If the thermometer reads 22 c and this corresponds to 19.8mmhg of water pressure , what is the pressure of a pure gas collected over water if the total pressure is 760 mmhg?next calculate the pressure of the gas and lets assume its hydrogen gas in atm.
pressure of pure gas=760-19.8mmhg
=740.2mmhg. That would be my P2
P1*V1=P2*V2
v2=P1*V1/p2
V2=19.8mmhg*1atm/740.2mmhg
Would my answer be ==0.02674.
Any help will be appreciated.
Your first calculation of P = 740.2 mm pressure for the pure (dry) gas is correct. The last part involving P1V1 = P2V2 isn't and I don't think you can calculate a volume of the H2 gas because you list no volumes in the problem. The numbers you have substituted are pressure values.

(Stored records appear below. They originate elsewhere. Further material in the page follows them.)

PR #7294, opened 2024-11-28
ACM-16051: importing cluster resources

danielerez:
Following https://github.com/stolostron/rhacm-docs/pull/7121, added further information and steps for the flow of moving a managed cluster between ACM hubs (i.e. by importing cluster resources).

### DIFF
--- a/clusters/cluster_lifecycle/import_ocp.adoc
+++ b/clusters/cluster_lifecycle/import_ocp.adoc
@@ -179,7 +179,7 @@ oc get infraenv -n managed-cluster some-other-infraenv -ojson | jq ".status.<url
 
 If your {ocp-short} managed cluster was installed by the {ai}, you can move the managed cluster and its resources from one hub cluster to another hub cluster. 
 
-You can manage a cluster from a new hub cluster by creating a copy of the original resources and applying them to the new hub cluster. You can then scale down or scale up your managed cluster from the new hub cluster.
+You can manage a cluster from a new hub cluster by saving a copy of the original resources and applying them to the new hub cluster. You can then scale down or scale up your managed cluster from the new hub cluster.
 
 *Important:* You can only scale down imported {ocp-short} managed clusters if they were installed by the {ai}.
 
@@ -196,8 +196,8 @@ You can import the following resources and continue to manage your cluster with 
 - `Secret`
 ** Includes `admin-kubeconfig` and `bmc-secret`
 
-[#copy-apply-cluster-resources]
-=== Copying and applying managed cluster resources
+[#store-apply-cluster-resources]
+=== Saving and applying managed cluster resources
 
 Complete the following steps to import managed cluster resources and apply them to a new hub cluster: 
 
--- a/clusters/cluster_lifecycle/import_ocp.adoc
+++ b/clusters/cluster_lifecycle/import_ocp.adoc
@@ -184,7 +184,7 @@ You can manage a cluster from a new hub cluster by saving a copy of the original
 *Important:* You can only scale down imported {ocp-short} managed clusters if they were installed by the {ai}.
 
 [#import-ocp-cluster-resources-table]
-== Manage cluster resource table
+=== Manage cluster resource table
 
 You can import the following resources and continue to manage your cluster with them:
 
--- a/clusters/cluster_lifecycle/import_ocp.adoc
+++ b/clusters/cluster_lifecycle/import_ocp.adoc
@@ -231,13 +231,15 @@ You can import the following resources and continue to manage your cluster with 
 
 To save a copy of your managed cluster resources and apply them to a new hub cluster, complete the following steps:
 
-. Get your resources from your source hub cluster by running the following command. Repeat the command for every resource you want to import by replacing `<resource_name>` with the name of the resource. Replace other values where needed:
+. Get your resources from your source hub cluster by running the following command. Replace values where needed:
 
 +
 [source,bash]
 ----
 oc –kubeconfig <source_hub_kubeconfig> -n <managed_cluster_name> get <resource_name> <cluster_provisioning_namespace> -oyaml > <resource_name>.yaml
 ----
+
+.. Repeat the command for every resource you want to import by replacing `<resource_name>` with the name of the resource.
 
 . Remove the `ownerReferences` property from the following resources by running the following commands:
 +
@@ -255,7 +257,7 @@ yq --in-place -y 'del(.metadata.ownerReferences)' AgentClusterInstall.yaml
 yq --in-place -y 'del(.metadata.ownerReferences)' AdminKubeconfigSecret.yaml
 ----
 
-. Detach the managed cluster from the source hub cluster by running the following command to your `ManagedCluster` resource. Replace values where needed:
+. Detach the managed cluster from the source hub cluster by running the following command. Replace values where needed:
 
 +
 [source,bash]
@@ -265,7 +267,7 @@ oc –kubeconfig <target_hub_kubeconfig> delete ManagedCluster <cluster_name>
 
 . Create a namespace on the target hub cluster for the managed cluster. Use a similar name as the source hub cluster.
 
-. Apply your stored resources on the target hub cluster individually by running the following command. Repalce values where needed:
+. Apply your stored resources on the target hub cluster individually by running the following command. Replace values where needed:
 +
 *Note:* Replace `<resource_name>.yaml` with `.` if you want to apply all the resources as a group instead of individually.
 +
--- a/clusters/cluster_lifecycle/import_ocp.adoc
+++ b/clusters/cluster_lifecycle/import_ocp.adoc
@@ -179,22 +179,53 @@ oc get infraenv -n managed-cluster some-other-infraenv -ojson | jq ".status.<url
 
 If your {ocp-short} managed cluster was installed by the {ai}, you can move the managed cluster and its resources from one hub cluster to another hub cluster. 
 
-You can manage a cluster from a new hub cluster by saving a copy of the original resources and applying them to the new hub cluster. You can then scale down or scale up your managed cluster from the new hub cluster.
+You can manage a cluster from a new hub cluster by saving a copy of the original resources, applying them to the new hub cluster, and deleting the original resources. You can then scale down or scale up your managed cluster from the new hub cluster.
 
 *Important:* You can only scale down imported {ocp-short} managed clusters if they were installed by the {ai}.
 
+[#import-ocp-cluster-resources-table]
+== Manage cluster resource table
+
 You can import the following resources and continue to manage your cluster with them:
 
-- `Agent`
-- `AgentClassification`
-- `AgentClusterInstall`
-- `BareMetalHost`
-- `ClusterDeployment`
-- `InfraEnv`
-- `NMStateConfig`
-- `ManagedCluster`
-- `Secret`
-** Includes `admin-kubeconfig` and `bmc-secret`
+|===
+| Resource | Optional or required | Description
+
+| `Agent`
+| Required
+| 
+
+| `AgentClassification`
+| Optional
+| 
+
+| `AgentClusterInstall`
+| Required
+| 
+
+| `BareMetalHost`
+| Required
+| 
+
+| `ClusterDeployment`
+| Required
+| 
+
+| `InfraEnv`
+| Required
+| 
+
+| `NMStateConfig`
+| Optional
+| 
+
+| `ManagedCluster`
+| Required
+| 
+
+| `Secret`
+| Required
+| Includes `admin-kubeconfig` and `bmc-secret`
 
 [#save-apply-cluster-resources]
 === Saving and applying managed cluster resources
--- a/clusters/cluster_lifecycle/import_ocp.adoc
+++ b/clusters/cluster_lifecycle/import_ocp.adoc
@@ -226,6 +226,7 @@ You can import the following resources and continue to manage your cluster with 
 | `Secret`
 | Required
 | Includes `admin-kubeconfig` and `bmc-secret`
+|===
 
 [#save-apply-cluster-resources]
 === Saving and applying managed cluster resources
--- a/clusters/cluster_lifecycle/import_ocp.adoc
+++ b/clusters/cluster_lifecycle/import_ocp.adoc
@@ -188,27 +188,76 @@ You can import the following resources and continue to manage your cluster with 
 - `ClusterDeployment`
 - `InfraEnv`
 - `NMStateConfig`
+- `ManagedCluster`
+- `Secret` (admin-kubeconfig and bmc-secret)
 
 You can manage a cluster from a new hub cluster by creating a copy of the original resources and applying them to the new hub cluster. You can then scale down or scale up your managed cluster from the new hub cluster.
 
 *Important:* You can only scale down imported {ocp-short} managed clusters if they were installed by the {ai}.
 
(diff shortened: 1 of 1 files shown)


swopebe:
@danielerez thanks for the PR. We normally like to move doc ourselves because it impacts the build and we set up each book as similarly as possible to the larger collection. We welcome smaller PRs from developers, for sure.

Can you point us to the issue where this move was requested? We also want to understand what we are doing to the content and why, so that is why we are asking for the issue.

**Please see the playbook for the ACM Team (Doc section) here:** https://docs.google.com/document/d/1YTqpZRH54Bnn4WJ2nZmjaCoiRtqmrc2w6DdQxe_yLZ8/edit?tab=t.0#heading=h.9fvyr2rdriby

I think @oafischer (who may already have your issue; but if not, please open one?) needs to be aware of this PR as the writer for this area to ensure it is tracked in the issue, written within standards. We can leave Jake to finalize with the peer review. 

(I see a closed issue connected to a different PR, but we do need an active issue on such content changes.)

danielerez:
> @danielerez thanks for the PR. We normally like to move doc ourselves because it impacts the build and we set up each book as similarly as possible to the larger collection. We welcome smaller PRs from developers, for sure.
> 
> Can you point us to the issue where this move was requested? We also want to understand what we are doing to the content and why, so that is why we are asking for the issue.

So this change is required for expanding the details and steps of the flow.
I.e. addressing the content added prior feature completeness: https://github.com/stolostron/rhacm-docs/pull/7121/files#r1816294651
@oafischer Let me know if we need to create a new ticket specifically for that. Or, can we just reuse the original [issue](https://issues.redhat.com/browse/ACM-14360)? 

> 
> **Please see the playbook for the ACM Team (Doc section) here:** https://docs.google.com/document/d/1YTqpZRH54Bnn4WJ2nZmjaCoiRtqmrc2w6DdQxe_yLZ8/edit?tab=t.0#heading=h.9fvyr2rdriby
> 
> I think @oafischer (who may already have your issue; but if not, please open one?) needs to be aware of this PR as the writer for this area to ensure it is tracked in the issue, written within standards. We can leave Jake to finalize with the peer review.
> 
> (I see a closed issue connected to a different PR, but we do need an active issue on such content changes.)

swopebe:
To move content after the doc issue is closed, yes, we do need a new issue. If it was a small change, no biggie. Moving content impacts the build and the writer has more editing (usually) in these cases. This is especially true if it spans versions. Thanks so much.

danielerez:
> To move content after the doc issue is closed, yes, we do need a new issue. If it was a small change, no biggie. Moving content impacts the build and the writer has more editing (usually) in these cases. This is especially true if it spans versions. Thanks so much.

Sure, created a new ticket for this change: https://issues.redhat.com/browse/ACM-16051

clusters/cluster_lifecycle/import_ocp.adoc
```diff
@@ -188,27 +188,76 @@ You can import the following resources and continue to manage your cluster with
 - `ClusterDeployment`
 - `InfraEnv`
 - `NMStateConfig`
+- `ManagedCluster`
+- `Secret` (admin-kubeconfig and bmc-secret)
```
oafischer: Are these 3 different resources, or what do the brackets indicate in this case?

clusters/cluster_lifecycle/import_ocp.adoc
```diff
@@ -188,27 +188,76 @@ You can import the following resources and continue to manage your cluster with
...
 
 You can manage a cluster from a new hub cluster by creating a copy of the original resources and applying them to the new hub cluster. You can then scale down or scale up your managed cluster from the new hub cluster.
 
 *Important:* You can only scale down imported {ocp-short} managed clusters if they were installed by the {ai}.
 
-Import your cluster resources by creating a copy of your resources on your target hub cluster. See the following example to learn how to create a copy of the `Agent` resource and apply similar steps to your other resources:
+[#store-resources-source-hub]
+=== Store resources from the source hub
```
oafischer: What is the goal with the 4 new topics you added? Are these all the steps required to import the cluster resources and then clean up the remaining ones on the source hub? If so, these 4 topics need to be converted to steps and added to two topics, one for importing and one for deleting.

If you don't mind I can go ahead and rearrange it directly in the PR.

oafischer (changes requested):
Thanks for creating the PR and the new issue @danielerez. The content looks good, but we need to rearrange and edit a bunch of stuff to conform with style and company guidelines. We need overarching topics that describe the user goals.

In this case I can see 2 goals, one being importing the resources, and the second one being deleting/cleaning up. The topics you added would be considered steps to reach those goal, so we need to add them to those 2 topics I mentioned.

I'm happy to do this directly in the PR if you don't mind. Just let me know what you prefer.

clusters/cluster_lifecycle/import_ocp.adoc
danielerez: So these are just for implying the names of the secrets.
I.e. for a managed cluster in namespace 'spoke':
* Secret with name 'spoke-admin-kubeconfig'
* Secret with name 'spoke-bmc-secret' (optional - if using BMH)
Not sure if we need to include these full details, so added the brackets as a hint to store all required secrets.

clusters/cluster_lifecycle/import_ocp.adoc
danielerez: Sure, this is just a suggestion, feel free to rearrange it as you see fit.
Anyway, right, maybe it can be converted into an import step and a cleanup step (destroy cluster).
Though I suppose the import step should still include these inner-steps, just to make it clearer.
I.e.
1. import:
1.1. store
1.2. modify
1.3. detach
1.4. apply on target
2. cleanup (destroy)

clusters/cluster_lifecycle/import_ocp.adoc
oafischer: We generally try avoid brackets as per our style guide, though if necessary we can keep them.

Are those 2 secrets the only ones you can import? Meaning there are more but you can only import those 2?

Or are we just listing the 2 that exist for clarity?

clusters/cluster_lifecycle/import_ocp.adoc
oafischer: Sounds good, I'll go ahead and rearrange it as needed and make some edits while I'm at it. I'll let you know when I'm done so you can take another look afterwards.

danielerez:
> Thanks for creating the PR and the new issue @danielerez. The content looks good, but we need to rearrange and edit a bunch of stuff to conform with style and company guidelines. We need overarching topics that describe the user goals.
> 
> In this case I can see 2 goals, one being importing the resources, and the second one being deleting/cleaning up. The topics you added would be considered steps to reach those goal, so we need to add them to those 2 topics I mentioned.
> 
> I'm happy to do this directly in the PR if you don't mind. Just let me know what you prefer.

Sure, this is just a suggestion, feel free to rearrange it as you see fit.
Anyway, right, maybe it can be converted into an import step and a cleanup step (destroy cluster).
Though I suppose the import step should still include these inner-steps, just to make it clearer.
E.g.
1. Import step:
1.1. Store resources
1.2. Modify resources
1.3. Detach cluster from source hub
1.4. Apply resources on target hub
2. Cleanup
Destroy cluster on source hub

clusters/cluster_lifecycle/import_ocp.adoc
danielerez: Potentially there could be more secrets, depending on the exact deployment.
I've emphasized these secrets just for clarity indeed, especially as the `admin-kubeconfig` Secret is always mandatory.
Feel free to illustrate it in a more conventional way instead of the brackets:) Maybe a short note is more adhering to our style guide(?)

oafischer: A note might be better but I need to play around with it a bit and see what works best. I'll tackle this along with the rearranging.

clusters/cluster_lifecycle/import_ocp.adoc
```diff
@@ -188,12 +192,14 @@ You can import the following resources and continue to manage your cluster with
...
 - `NMStateConfig`
+- `ManagedCluster`
+- `Secret`
+** Includes `admin-kubeconfig` and `bmc-secret`
 
-You can manage a cluster from a new hub cluster by creating a copy of the original resources and applying them to the new hub cluster. You can then scale down or scale up your managed cluster from the new hub cluster.
-
-*Important:* You can only scale down imported {ocp-short} managed clusters if they were installed by the {ai}.
+[#copy-apply-cluster-resources]
+=== Copying and applying managed cluster resources
```
danielerez: nit: instead of 'Copying', maybe 'Storing' or 'Saving' is a clearer terminology?

clusters/cluster_lifecycle/import_ocp.adoc
```diff
@@ -188,12 +192,14 @@ You can import the following resources and continue to manage your cluster with
...
 
-Import your cluster resources by creating a copy of your resources on your target hub cluster. See the following example to learn how to create a copy of the `Agent` resource and apply similar steps to your other resources:
+Complete the following steps to import managed cluster resources and apply them to a new hub cluster: 
 
 . Get the `Agent` resource from your source hub cluster by running the following command. Replace values where needed:
```
danielerez: Can we emphasize here that it should be performed for all resources? I.e. just since, in first glance, it looks like only 'Agent' is required.

oafischer: Good call, I'll add that.

oafischer: Just to clarify, does every resource have to be copied or are there cases where a user might only need to or want to copy some resources?

What do you think about making the resource name in the command a variable as well?

clusters/cluster_lifecycle/import_ocp.adoc
oafischer: I'm OK with storing or saving. We should build a connection to the previous paragraph where we explain this feature. We used copying in that paragraph, but I can change that to storing or saving as well if it's more accurate.

danielerez: Sure, makes sense.

clusters/cluster_lifecycle/import_ocp.adoc
danielerez: Yeah, good idea. Some of the resources are mandatory, a few are optional depending on the env (e.g. NMStateConfig, AgentClassification). So right, we can simply use a var for the name.

oafischer: If some are mandatory we need to state that. We usually use a table with a column that reads optional or required for that. I will convert the resource list to table and add that column. For the resources where it depends on the environment, can you provide a one or two sentence explanation of what it depends on? We can add that to a Description column in the table.

danielerez: Well, not sure if it's the right place to explain this thoroughly, as every resource has its responsibility.
But let's see:
- `Agent` - Mandatory
- `AgentClassification` - Optional (requires to classify Agents by providing a filter query)
- `AgentClusterInstall` - Mandatory
- `BareMetalHost` - Optional (required when using `baremetal` platform)
- `ClusterDeployment` - Mandatory
- `InfraEnv` - Mandatory
- `NMStateConfig` - Optional (network configuration to apply on the hosts)
- `ManagedCluster` - Mandatory
- `Secret` - `admin-kubeconfig` is Mandatory, `bmc-secret` is Optional (required when using BareMetalHosts)

oafischer: Thanks for the list, let me know if the table looks good to you.

danielerez:
Looks good to me. Thanks @oafischer !

oafischer:
I'll hand this over for peer review now and approve it once any last comments are addressed. I'll let you know when you can go ahead and merge.

danielerez:
> I'll hand this over for peer review now and approve it once any last comments are addressed. I'll let you know when you can go ahead and merge.

Sounds good. Many thanks again!

clusters/cluster_lifecycle/import_ocp.adoc
```diff
@@ -179,36 +179,106 @@ oc get infraenv -n managed-cluster some-other-infraenv -ojson | jq ".status.<url
...
+| Required
+| The `admin-kubeconfig` secret is required. The `bmc-secret` secret is only required if you are using `BareMetalHosts`.
+|===
+
+[#save-apply-cluster-resources]
+=== Saving and applying managed cluster resources
+
+To save a copy of your managed cluster resources and apply them to a new hub cluster, complete the following steps:
+
+. Get your resources from your source hub cluster by running the following command. Repeat the command for every resource you want to import by replacing `<resource_name>` with the name of the resource. Replace other values where needed:
```
jc-berger: These seem like several steps because there's multiple actions listed here. What do you think about this? 

```suggestion
. Get your resources from your source hub cluster by running the following command:
```

clusters/cluster_lifecycle/import_ocp.adoc
```diff
@@ -179,36 +179,106 @@ oc get infraenv -n managed-cluster some-other-infraenv -ojson | jq ".status.<url
...
 
-Import your cluster resources by creating a copy of your resources on your target hub cluster. See the following example to learn how to create a copy of the `Agent` resource and apply similar steps to your other resources:
++
+[source,bash]
+----
+oc –kubeconfig <source_hub_kubeconfig> -n <managed_cluster_name> get <resource_name> <cluster_provisioning_namespace> -oyaml > <resource_name>.yaml
+----
 
-. Get the `Agent` resource from your source hub cluster by running the following command. Replace values where needed:
+. Remove the `ownerReferences` property from the following resources by running the following commands:
```
jc-berger, line 244:
```suggestion
. Repeat the command for every resource you want to import by replacing `<resource_name>` with the name of the resource. Replace other values where needed.
. Remove the `ownerReferences` property from the following resources by running the following commands:
```

jc-berger: I see why you had "Get resources, repeat command, replace other values" all as one command, so feel free to keep it as one. See if you think this flow makes it a little easier to read. 

We could also make the "Repeat the. command for every resource..." as a substep, like this: 
```suggestion
.. Repeat the command for every resource you want to import by replacing `<resource_name>` with the name of the resource. Replace other values where needed.
. Remove the `ownerReferences` property from the following resources by running the following commands:
```

clusters/cluster_lifecycle/import_ocp.adoc
jc-berger: Reading the rest of the procedure, I see you often end a step with "replace other values where needed" which is good for consistency. 

So to determine if it should be multiple steps, I guess we need to decide if "Repeat the command for every resource you want to import by replacing `<resource_name>` with the name of the resource." is a separate action or part of the one action where users get their resources from the source hub cluster. 

It seems to me like a second action, so maybe it should be its own step, thoughts?

jc-berger (approved):
/lgtm

clusters/cluster_lifecycle/import_ocp.adoc
oafischer: I can see it both ways, but I like your sub-step solution. I think I'll go with that.

oafischer (approved):
All comments addressed, feel free to merge @danielerez.

danielerez:
> All comments addressed, feel free to merge @danielerez.

@oafischer Seems I'm missing the `approved` label for merge. Can you maybe approve?

oafischer:
I can just merge it as well if you are happy with everything @danielerez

To find the pressure of the pure gas collected over water, you would subtract the partial pressure of water vapor (19.8 mmHg) from the total pressure (760 mmHg). This gives you the pressure of the pure gas:
Pressure of pure gas = Total pressure - Partial pressure of water vapor
= 760 mmHg - 19.8 mmHg
= 740.2 mmHg
So, you correctly calculated the pressure of the pure gas as 740.2 mmHg (which is your P2).
To convert this pressure from mmHg to atm, you can divide by the conversion factor of 760 mmHg = 1 atm:
Pressure of the gas (in atm) = Pressure of the gas (in mmHg) / 760 mmHg/atm
= 740.2 mmHg / 760 mmHg/atm
≈ 0.97318 atm
Therefore, the pressure of the pure gas, assuming it is hydrogen gas, would be approximately 0.97318 atm.